◆ Saved data entries ◆
* * * *

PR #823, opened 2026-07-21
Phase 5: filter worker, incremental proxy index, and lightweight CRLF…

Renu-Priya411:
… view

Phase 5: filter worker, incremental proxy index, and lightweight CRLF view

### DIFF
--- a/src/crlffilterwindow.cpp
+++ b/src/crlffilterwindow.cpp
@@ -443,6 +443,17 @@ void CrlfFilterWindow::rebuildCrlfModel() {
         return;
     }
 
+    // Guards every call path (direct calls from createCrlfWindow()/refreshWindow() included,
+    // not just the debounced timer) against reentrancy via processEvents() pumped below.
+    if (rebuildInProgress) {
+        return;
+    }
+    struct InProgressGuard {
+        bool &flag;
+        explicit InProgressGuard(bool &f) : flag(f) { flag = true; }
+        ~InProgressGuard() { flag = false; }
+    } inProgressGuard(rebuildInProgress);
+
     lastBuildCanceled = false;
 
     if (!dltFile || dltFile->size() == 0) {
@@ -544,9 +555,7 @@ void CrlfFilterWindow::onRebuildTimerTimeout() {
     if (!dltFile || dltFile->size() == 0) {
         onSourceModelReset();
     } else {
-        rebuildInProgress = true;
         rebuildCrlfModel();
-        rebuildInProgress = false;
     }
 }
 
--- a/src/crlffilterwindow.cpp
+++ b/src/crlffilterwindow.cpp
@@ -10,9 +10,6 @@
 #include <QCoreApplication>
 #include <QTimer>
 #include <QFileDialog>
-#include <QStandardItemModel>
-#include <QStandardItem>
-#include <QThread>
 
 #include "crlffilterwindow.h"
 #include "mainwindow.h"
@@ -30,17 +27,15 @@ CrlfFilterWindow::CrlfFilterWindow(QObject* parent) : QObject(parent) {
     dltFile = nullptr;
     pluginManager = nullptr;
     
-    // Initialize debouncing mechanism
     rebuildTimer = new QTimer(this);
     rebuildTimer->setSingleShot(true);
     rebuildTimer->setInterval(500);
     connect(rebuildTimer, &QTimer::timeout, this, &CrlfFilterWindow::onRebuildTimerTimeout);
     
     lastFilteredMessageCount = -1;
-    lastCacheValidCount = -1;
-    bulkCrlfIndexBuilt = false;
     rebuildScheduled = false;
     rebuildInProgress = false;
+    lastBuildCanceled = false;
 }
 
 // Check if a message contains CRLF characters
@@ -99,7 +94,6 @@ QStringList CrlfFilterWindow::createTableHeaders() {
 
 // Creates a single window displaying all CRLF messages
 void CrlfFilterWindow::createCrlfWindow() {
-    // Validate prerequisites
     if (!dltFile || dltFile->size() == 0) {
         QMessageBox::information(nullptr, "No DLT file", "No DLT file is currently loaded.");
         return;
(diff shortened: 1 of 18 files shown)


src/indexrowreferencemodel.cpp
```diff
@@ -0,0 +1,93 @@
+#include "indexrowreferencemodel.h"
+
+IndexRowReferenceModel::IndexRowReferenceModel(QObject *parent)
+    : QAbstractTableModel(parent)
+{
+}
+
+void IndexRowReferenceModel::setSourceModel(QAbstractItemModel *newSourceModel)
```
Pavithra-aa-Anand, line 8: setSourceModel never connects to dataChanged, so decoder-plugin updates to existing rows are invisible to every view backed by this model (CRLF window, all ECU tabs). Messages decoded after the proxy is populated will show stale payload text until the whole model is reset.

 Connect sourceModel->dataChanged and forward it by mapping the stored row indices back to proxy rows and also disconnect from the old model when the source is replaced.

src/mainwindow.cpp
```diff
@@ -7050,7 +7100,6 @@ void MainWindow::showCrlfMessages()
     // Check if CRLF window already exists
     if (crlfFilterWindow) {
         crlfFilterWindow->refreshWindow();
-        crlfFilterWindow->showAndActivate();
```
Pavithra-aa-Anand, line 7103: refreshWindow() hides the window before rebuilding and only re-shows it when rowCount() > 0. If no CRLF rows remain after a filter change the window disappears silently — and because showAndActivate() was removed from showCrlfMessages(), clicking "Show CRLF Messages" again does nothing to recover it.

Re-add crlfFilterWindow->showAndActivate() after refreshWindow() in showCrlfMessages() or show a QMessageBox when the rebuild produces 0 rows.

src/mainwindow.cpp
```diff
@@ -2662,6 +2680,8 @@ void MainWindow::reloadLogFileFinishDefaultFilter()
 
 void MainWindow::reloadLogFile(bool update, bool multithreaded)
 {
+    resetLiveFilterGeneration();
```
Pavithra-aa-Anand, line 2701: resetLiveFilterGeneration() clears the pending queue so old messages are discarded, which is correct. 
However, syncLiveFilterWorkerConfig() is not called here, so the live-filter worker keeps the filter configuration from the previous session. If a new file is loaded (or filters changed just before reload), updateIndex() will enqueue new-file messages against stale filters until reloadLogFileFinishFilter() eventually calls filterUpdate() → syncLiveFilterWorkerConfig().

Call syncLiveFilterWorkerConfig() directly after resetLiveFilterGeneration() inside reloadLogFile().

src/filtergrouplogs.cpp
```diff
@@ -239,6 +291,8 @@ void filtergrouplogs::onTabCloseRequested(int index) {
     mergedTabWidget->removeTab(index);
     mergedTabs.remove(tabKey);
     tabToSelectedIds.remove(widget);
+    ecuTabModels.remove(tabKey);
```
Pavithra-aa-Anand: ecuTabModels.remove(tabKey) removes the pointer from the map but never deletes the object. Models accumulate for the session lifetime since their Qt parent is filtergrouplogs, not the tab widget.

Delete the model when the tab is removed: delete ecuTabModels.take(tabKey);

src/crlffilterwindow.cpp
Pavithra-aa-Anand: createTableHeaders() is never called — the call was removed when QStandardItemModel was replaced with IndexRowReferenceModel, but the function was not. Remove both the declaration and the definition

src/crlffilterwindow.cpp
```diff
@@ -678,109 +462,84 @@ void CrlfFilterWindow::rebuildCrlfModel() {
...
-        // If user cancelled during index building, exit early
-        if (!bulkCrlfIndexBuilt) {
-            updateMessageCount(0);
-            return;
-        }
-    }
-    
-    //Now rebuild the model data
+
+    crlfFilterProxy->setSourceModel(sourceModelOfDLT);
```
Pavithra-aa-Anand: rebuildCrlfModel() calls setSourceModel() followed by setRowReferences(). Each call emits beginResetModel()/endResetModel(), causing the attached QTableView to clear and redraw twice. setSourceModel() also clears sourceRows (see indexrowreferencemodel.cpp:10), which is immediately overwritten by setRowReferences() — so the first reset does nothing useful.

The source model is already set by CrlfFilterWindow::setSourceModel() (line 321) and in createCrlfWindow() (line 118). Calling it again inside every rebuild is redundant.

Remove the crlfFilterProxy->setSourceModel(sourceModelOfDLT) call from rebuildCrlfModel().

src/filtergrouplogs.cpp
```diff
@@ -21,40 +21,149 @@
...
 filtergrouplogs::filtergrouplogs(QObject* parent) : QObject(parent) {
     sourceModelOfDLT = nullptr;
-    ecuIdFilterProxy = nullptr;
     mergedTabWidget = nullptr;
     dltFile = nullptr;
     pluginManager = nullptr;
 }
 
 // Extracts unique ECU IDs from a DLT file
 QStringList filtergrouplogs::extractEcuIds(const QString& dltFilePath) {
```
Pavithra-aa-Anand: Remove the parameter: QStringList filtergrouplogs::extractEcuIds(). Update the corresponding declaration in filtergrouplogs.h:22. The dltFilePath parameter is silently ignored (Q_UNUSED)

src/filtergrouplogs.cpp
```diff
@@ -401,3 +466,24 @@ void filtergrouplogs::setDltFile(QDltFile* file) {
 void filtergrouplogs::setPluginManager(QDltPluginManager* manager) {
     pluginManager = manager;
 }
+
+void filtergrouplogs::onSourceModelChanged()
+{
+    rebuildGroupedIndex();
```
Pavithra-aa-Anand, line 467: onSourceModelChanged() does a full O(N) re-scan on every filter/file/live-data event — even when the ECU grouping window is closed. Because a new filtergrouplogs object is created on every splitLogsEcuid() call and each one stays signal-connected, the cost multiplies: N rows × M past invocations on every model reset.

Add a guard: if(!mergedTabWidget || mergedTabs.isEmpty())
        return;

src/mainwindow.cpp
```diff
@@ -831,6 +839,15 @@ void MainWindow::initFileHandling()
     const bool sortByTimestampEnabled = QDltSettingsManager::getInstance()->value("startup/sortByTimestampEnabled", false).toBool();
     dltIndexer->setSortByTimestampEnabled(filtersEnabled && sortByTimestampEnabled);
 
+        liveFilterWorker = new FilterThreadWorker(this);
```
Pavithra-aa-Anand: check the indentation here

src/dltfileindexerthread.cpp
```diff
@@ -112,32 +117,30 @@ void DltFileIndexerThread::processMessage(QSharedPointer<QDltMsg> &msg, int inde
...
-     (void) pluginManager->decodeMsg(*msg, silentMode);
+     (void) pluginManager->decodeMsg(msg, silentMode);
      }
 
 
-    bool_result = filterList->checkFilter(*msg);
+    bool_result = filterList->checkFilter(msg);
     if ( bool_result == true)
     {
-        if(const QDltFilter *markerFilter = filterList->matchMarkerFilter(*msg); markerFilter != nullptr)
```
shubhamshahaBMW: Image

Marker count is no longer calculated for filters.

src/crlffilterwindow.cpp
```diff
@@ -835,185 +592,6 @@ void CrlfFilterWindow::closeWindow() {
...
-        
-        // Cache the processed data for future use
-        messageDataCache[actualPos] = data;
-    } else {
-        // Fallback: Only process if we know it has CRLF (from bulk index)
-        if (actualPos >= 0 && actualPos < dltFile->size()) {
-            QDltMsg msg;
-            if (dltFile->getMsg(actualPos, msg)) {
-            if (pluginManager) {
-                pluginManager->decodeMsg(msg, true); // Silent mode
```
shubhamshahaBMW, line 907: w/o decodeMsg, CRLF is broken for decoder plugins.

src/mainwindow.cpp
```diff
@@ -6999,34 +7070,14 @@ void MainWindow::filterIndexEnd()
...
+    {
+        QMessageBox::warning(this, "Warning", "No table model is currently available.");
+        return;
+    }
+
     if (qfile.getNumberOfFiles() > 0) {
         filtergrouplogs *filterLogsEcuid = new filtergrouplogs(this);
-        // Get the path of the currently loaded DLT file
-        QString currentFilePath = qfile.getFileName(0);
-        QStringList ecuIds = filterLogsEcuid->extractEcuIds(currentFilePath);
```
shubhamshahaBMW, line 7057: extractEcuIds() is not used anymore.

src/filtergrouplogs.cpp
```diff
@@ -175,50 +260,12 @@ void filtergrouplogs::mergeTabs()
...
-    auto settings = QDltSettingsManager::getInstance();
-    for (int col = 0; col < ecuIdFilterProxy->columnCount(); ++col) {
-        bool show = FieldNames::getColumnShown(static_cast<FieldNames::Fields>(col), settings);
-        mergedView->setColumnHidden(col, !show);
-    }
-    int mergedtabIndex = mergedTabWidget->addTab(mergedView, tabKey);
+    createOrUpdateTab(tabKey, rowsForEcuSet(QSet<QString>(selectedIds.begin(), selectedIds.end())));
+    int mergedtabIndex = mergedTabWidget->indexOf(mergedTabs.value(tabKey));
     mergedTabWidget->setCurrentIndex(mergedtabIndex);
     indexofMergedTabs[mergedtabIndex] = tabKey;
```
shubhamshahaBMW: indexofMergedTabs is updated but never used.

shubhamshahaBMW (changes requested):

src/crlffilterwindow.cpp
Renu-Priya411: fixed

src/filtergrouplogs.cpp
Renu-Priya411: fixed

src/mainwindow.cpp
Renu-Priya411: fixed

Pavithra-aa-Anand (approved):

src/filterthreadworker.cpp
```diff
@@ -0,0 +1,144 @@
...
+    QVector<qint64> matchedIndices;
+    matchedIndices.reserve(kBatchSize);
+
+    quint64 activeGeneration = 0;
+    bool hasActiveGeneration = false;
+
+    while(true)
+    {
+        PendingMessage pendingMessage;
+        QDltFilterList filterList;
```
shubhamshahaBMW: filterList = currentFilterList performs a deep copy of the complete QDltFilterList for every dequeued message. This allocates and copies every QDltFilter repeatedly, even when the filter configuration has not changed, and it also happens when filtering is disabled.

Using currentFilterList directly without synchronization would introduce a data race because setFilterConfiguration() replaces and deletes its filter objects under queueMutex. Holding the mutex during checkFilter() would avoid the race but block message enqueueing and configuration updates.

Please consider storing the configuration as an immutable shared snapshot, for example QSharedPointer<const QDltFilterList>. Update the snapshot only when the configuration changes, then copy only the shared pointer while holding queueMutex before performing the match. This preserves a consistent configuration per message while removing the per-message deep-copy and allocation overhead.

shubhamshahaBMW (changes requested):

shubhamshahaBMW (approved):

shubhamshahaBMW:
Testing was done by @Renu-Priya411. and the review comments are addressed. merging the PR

* * * *

◆ What this task involves ◆
In the records above, each line with the string "silentMode" should be copied.

◆ Reply to the exercise ◆
-     (void) pluginManager->decodeMsg(*msg, silentMode);
+     (void) pluginManager->decodeMsg(msg, silentMode);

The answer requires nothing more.